=== Records to use ===

PR #1507, opened 2023-12-30
Redesign Module/ModuleT traits (Implements #1506)

### LINKED ISSUE #1506: [Proposal] [candle_nn] Redesign Module/ModuleT traits
While implementing #1504, I noticed that the the blanket implementation of ModuleT for Modules makes it awkward to create different behavior between training and learning. For a module to use the train parameter of the ModuleT trait, it cannot implement Module, because doing so will cause a "conflicting implementations" error at compile time. I believe that removing the ModuleT trait and adding the `forward_t` method to the Module trait can make this api easier to use.
```rust
trait Module {
    fn forward(&self, xs: &Tensor) -> Result<Tensor>;
    fn forward_t(&self, xs: &Tensor, _train: bool) -> Result<Tensor> {
        self.forward(xs)
    }
}
```
Note that the above implementation is nearly the same to the end user but with more flexibility. Implementations of `forward` only would look exactly the same, while implementations of `forward_t` only would look like the following:
```rust
impl Module for Mlp {
        self.forward_t(xs, false)
    }

    fn forward_t(&self, xs: &Tensor, train: bool) -> Result<Tensor> {
        // ... long, complicated implementation passing 'train' to submodules
    }
}
```
We could even make the implementation of `forward` above the default implementation, though this could lead to users doing `impl Module for Mlp {}` and creating infinite recursion.

These changes would not be difficult to implement, but I understand if they need to wait until a major/minor release.

nkoppel:
Closes #1506. Turned out to be a really simple implementation. Is breaking and still needs documentation.


nkoppel:
Closing for now, as @LaurentMazare gave pretty good justification for keeping `ModuleT` around.

PR #1517, opened 2024-01-03
fix index_pos bug when kv cache is disabled.

optman:


LaurentMazare:
Thanks, I've sligthly tweaked the fix to avoid `index_pos` having different meanings depending on whether the kv cache is active or not.

PR #1518, opened 2024-01-03
chore: update flash attention kernels

OlivierDehaene:
Update flash attention kernels to support windowing and alibi slopes.


Narsil (approved):
LGTM.

I'm not sure about the ever increasing number of functions although I do understand the ergonomics make it less likely to shoot oneself in the foot (like window_right_size=0 for causal).

How are you testing ?

candle-flash-attn/kernels/flash_api.cu
```diff
@@ -106,6 +109,19 @@ extern "C" void run_mha(
     params.cu_seqlens_q = cu_seqlens_q_ptr;
     params.cu_seqlens_k = cu_seqlens_k_ptr;
     params.p_ptr = nullptr; // used for `return_softmax`.
+    params.seqused_k = nullptr;
+
+    // Causal is the special case where window_size_right == 0 and window_size_left < 0.
```
LaurentMazare, line 114: I would rather have this `is_causal` logic live on the rust side rather than here, this way it will be easier to tweak without having to recompile the cuda bits (and also it will benefit from being in rust and this would just be an ffi layer without any smartness into it).

OlivierDehaene:
@Narsil we can do a breaking change instead.
I'm testing with Jina in TEI directly.

candle-flash-attn/kernels/flash_api.cu
OlivierDehaene: done

PR #1523, opened 2024-01-04
Quantized GGUF style

Narsil:
Working quantized state for candle.

High level overview:

- Introduce QStorage to split Metal and Cpu ops.
- Quantize/Dequantize still running on CPU even when asked to run on metal. Kernels exist but led to different quantization/dequantization. GGML removed those kernels on device too (I guess because of the differences).
  I think we should keep the surface for on metal quantize/dequantize so we can easily implement them later. They *are* part of the ggml API imho.
- Added a bunch of test, using `test_device!` in order to get similar testing behavior as regular `Tensor`.
- `quantized.metal` is a direct copy of ggml's `ggml-metal.metal`. This choice was made so further dev could be made faster and bugs mentionned after can be imported more easily. All the glue logic is in `candle_metal_kernels`.
- Introduces a new GgmlDType in `candle_metal_kernels`. Ggml uses different kernels based on size of matmul and hardware capacity. This wasn't implemented here, but could with the current API.

Worthy bug already discovered (not fixed in this PR since they do not belong here):
   - Q2K Metal -> Bugged (also present in GGML). 
   - Q4K CPU -> Bugged (present reviously, new test catch it). 
   - Q5K CPU -> Bugged (present previously).
   - Q8_1 Both -> Never really implemented it seems
   - Q8K metal -> Never implemented in metal


LaurentMazare:
Thanks for making this PR. It's really large and very hard to review and it seems to contain a bunch of orthogonal things.
Could you start by making a minimal PR that adds a device to the quantized var builder and doesn't do much besides this? This sounds like the natural first step and should be a reasonably small thing to look at before making the rest of the changes.

candle-core/src/tensor.rs
```diff
@@ -426,7 +426,9 @@ impl Tensor {
         if buffer_size != shape.elem_count() {
             return Err(Error::ShapeMismatch { buffer_size, shape }.bt());
         }
+        // println!("from vec {buffer_size}");
```
FL33TW00D, line 429: Probably want these gone

candle-examples/examples/custom-ops/cuda_kernels.rs
```diff
@@ -1 +0,0 @@
-pub const LAYERNORM_KERNELS: &str = include_str!(concat!(env!("OUT_DIR"), "/layernorm_kernels.ptx"));
```
FL33TW00D, line 1: Intended?

candle-examples/examples/phi/main.rs
```diff
@@ -299,21 +299,26 @@ fn main() -> Result<()> {
...
     };
-    let (model, device) = if args.quantized {
-        let vb = candle_transformers::quantized_var_builder::VarBuilder::from_gguf(&filenames[0])?;
+    let device = candle_examples::device(args.cpu)?;
+    let model = if args.quantized {
+        let vb = candle_transformers::quantized_var_builder::VarBuilder::from_gguf(
+            &filenames[0],
+            &device,
+        )?;
+        println!("Loaded vb");
```
FL33TW00D, line 308: Missed

candle-examples/examples/quantized/main.rs
```diff
@@ -369,23 +370,24 @@ fn main() -> anyhow::Result<()> {
...
         Some("ggml" | "bin") | Some(_) | None => {
-            let model = ggml_file::Content::read(&mut file).map_err(|e| e.with_path(model_path))?;
+            let model = ggml_file::Content::read(&mut file, &device)
+                .map_err(|e| e.with_path(model_path))?;
             let mut total_size_in_bytes = 0;
             for (_, tensor) in model.tensors.iter() {
                 let elem_count = tensor.shape().elem_count();
                 total_size_in_bytes +=
-                    elem_count * tensor.dtype().type_size() / tensor.dtype().blck_size();
+                    elem_count * tensor.dtype().type_size() / tensor.dtype().block_size();
```
FL33TW00D, line 390: Could make this a method?

candle-metal-kernels/src/cast.metal
```diff
@@ -86,7 +86,6 @@ CAST(cast_i64_f32, cast_i64_f32_strided, int64_t, float)
 #endif
 
 #if defined(__HAVE_BFLOAT__)
-#if __METAL_VERSION__ >= 310
```
FL33TW00D, line 89: I think we still need this

candle-kernels/src/lib.rs
```diff
@@ -1,9 +1 @@
-pub const AFFINE: &str = include_str!(concat!(env!("OUT_DIR"), "/affine.ptx"));
-pub const BINARY: &str = include_str!(concat!(env!("OUT_DIR"), "/binary.ptx"));
-pub const CAST: &str = include_str!(concat!(env!("OUT_DIR"), "/cast.ptx"));
-pub const CONV: &str = include_str!(concat!(env!("OUT_DIR"), "/conv.ptx"));
-pub const FILL: &str = include_str!(concat!(env!("OUT_DIR"), "/fill.ptx"));
-pub const INDEXING: &str = include_str!(concat!(env!("OUT_DIR"), "/indexing.ptx"));
-pub const REDUCE: &str = include_str!(concat!(env!("OUT_DIR"), "/reduce.ptx"));
-pub const TERNARY: &str = include_str!(concat!(env!("OUT_DIR"), "/ternary.ptx"));
-pub const UNARY: &str = include_str!(concat!(env!("OUT_DIR"), "/unary.ptx"));
```
FL33TW00D, line 9: Intended?

candle-metal-kernels/src/lib.rs
```diff
@@ -1567,7 +1522,176 @@ pub fn call_upsample_nearest_2d(
...
     encoder.dispatch_thread_groups(thread_group_count, thread_group_size);
-    encoder.update_fence(&kernels.fence);
+    encoder.end_encoding();
+
+    Ok(())
+}
+
+#[derive(Debug, Clone, Copy)]
+pub enum GgmlDType {
+    Q4_0,
```
FL33TW00D, line 1532: https://github.com/rustformers/llm use an FFI here to keep in line, something to consider for the future.

candle-metal-kernels/src/lib.rs
```diff
@@ -1567,7 +1522,176 @@ pub fn call_upsample_nearest_2d(
...
+            nb10,
+            nb11,
+            nb12,
+            ne0,
+            ne1,
+            r2,
+            r3
+        )
+    );
+    encoder.set_threadgroup_memory_length(0, 8192);
```
FL33TW00D, line 1689: 8192 is fine, could introduce a version check for this in future: https://developer.apple.com/metal/Metal-Feature-Set-Tables.pdf

candle-metal-kernels/src/quantized.metal
```diff
@@ -0,0 +1,5107 @@
...
+            break;
+        }
+        dst[i+1][k] = -INFINITY;
+        if (i00 + k > n_past + i01) {
+            dst[i][k] = -INFINITY;
+        }
+    }
+}
+
+kernel void kernel_norm(
```
FL33TW00D, line 571: We can go faster ;) 

https://fleetwood.dev/posts/layernorm-as-fast-as-possible

LaurentMazare:
Ping on the refactoring into a first smaller PR as mentioned above. #1534 was actually doing something like this but not sure why it was closed.

candle-metal-kernels/src/lib.rs
Narsil: Why would we need FFI ? This is purely for internal use to call the correct kernel with the correct warps. (Each kernel is written with specific warps in mind)

candle-metal-kernels/src/lib.rs
Narsil: Yes, this is copy-pasted from ggml for now. And the kernels expect 8192.

candle-metal-kernels/src/quantized.metal
Narsil: This is not used :)  If you're up for it, we could maybe discuss implementing something like this: https://github.com/huggingface/candle-rotary  (But changing the implementation around so we could add metal backend in it).

candle-kernels/src/lib.rs
Narsil: Oops nice catch I must have messed up the build.

Narsil:
@LaurentMazare have you looked at the PR ? Aside from the gigantic file (copy pasted from GGML without any modification)  the PR is actually quite small.

The only real logic is in candle_metal_kernels::call_ggml_gemm and it's also relatively small (it's just small logic to adapt the warps for the kernels as they are written in GGML file)

LaurentMazare:
I have looked at it indeed (and a bit in details), hence my suggestion to split the new kernels aside from a simple PR that would just add the device as a parameter for the quantized var store, it would make it a lot easier to read. Also there seems to be some other unrelated changes that I would prefer to see in isolation.

candle-core/src/tensor.rs
Narsil: Thanks

candle-examples/examples/quantized/main.rs
Narsil: It is a method, I don't get what you are implying here ?

candle-examples/examples/custom-ops/cuda_kernels.rs
Narsil: Hmm building without cuda will do that it seems.

candle-examples/examples/quantized/main.rs
FL33TW00D: In this file we do ` elem_count * tensor.dtype().type_size() / tensor.dtype().block_size();`
Could be a method: `tensor.size_in_bytes`

Narsil: Maybe, but let's no do this in this PR though I think, no ?

Narsil:
Here it is https://github.com/huggingface/candle/pull/1594/files 

I closed the previous "small" PR because I had to switch a lot of things around while actually implementing. Mostly because `GgmlType` (the blocks) made too many assumptions of CPU execution, so I had to move to `QStorage` to put the enum before the block logic, so I could keep the CPU code mostly as-is while enabling the GPU code to work.

That also means moving away for the generics calls ( I benched on my computer, it doesn't seem to make such a difference.)

Narsil:
Okay I'm going to go ahead and merge this.

It has been reviewed by @FL33TW00D. @LaurentMazare all your comments on this PR and the smaller one are just about splitting PRs, not really some conceptual problem with it in any way, therefore I'll assume everything is actually mostly ok, and we can just fix whatever is wrong in other PRs if needed.

LaurentMazare:
Please don't merge things like this without adressing my review comments first.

===

*Task prompt*. Scan the records above for the lines holding "Working quantized state for candle." and "- Introduces a". Transcribe those two and every line between them word for word, and no others.

*Solution*.
Working quantized state for candle.

High level overview:

- Introduce QStorage to split Metal and Cpu ops.
- Quantize/Dequantize still running on CPU even when asked to run on metal. Kernels exist but led to different quantization/dequantization. GGML removed those kernels on device too (I guess because of the differences).
  I think we should keep the surface for on metal quantize/dequantize so we can easily implement them later. They *are* part of the ggml API imho.
- Added a bunch of test, using `test_device!` in order to get similar testing behavior as regular `Tensor`.
- `quantized.metal` is a direct copy of ggml's `ggml-metal.metal`. This choice was made so further dev could be made faster and bugs mentionned after can be imported more easily. All the glue logic is in `candle_metal_kernels`.
- Introduces a new GgmlDType in `candle_metal_kernels`. Ggml uses different kernels based on size of matmul and hardware capacity. This wasn't implemented here, but could with the current API.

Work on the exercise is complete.